→ What to produce: Set down, please, without alteration, the lines of the entries below from the first through the one containing "cc: @junrushao".

*** Records for the task ***

PR #1353, opened 2023-11-30
Fix gen_mlc_chat_config for mistral 

jinhongyii:
Add sliding_window and prefill_chunk_size in chat config

### DIFF
--- a/cpp/conv_templates.cc
+++ b/cpp/conv_templates.cc
@@ -28,6 +28,30 @@ Conversation ChatML() {
   return conv;
 }
 
+Conversation OpenHermesMistral() {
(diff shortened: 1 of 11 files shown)


jinhongyii:
cc: @junrushao

CharlieFRuan:
Thank you for the fix! Will review it first thing tomorrow

davidpissarra (approved):
lgtm @CharlieFRuan @jinhongyii

CharlieFRuan:
That makes sense to me, but I thought we still wanted to provide the prebuilt model libraries? It seems that in the workflow you suggested we compile the model during runtime.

*** End of Records for the task ***

→ Task answer:
PR #1353, opened 2023-11-30
Fix gen_mlc_chat_config for mistral 

jinhongyii:
Add sliding_window and prefill_chunk_size in chat config

### DIFF
--- a/cpp/conv_templates.cc
+++ b/cpp/conv_templates.cc
@@ -28,6 +28,30 @@ Conversation ChatML() {
   return conv;
 }
 
+Conversation OpenHermesMistral() {
(diff shortened: 1 of 11 files shown)


jinhongyii:
cc: @junrushao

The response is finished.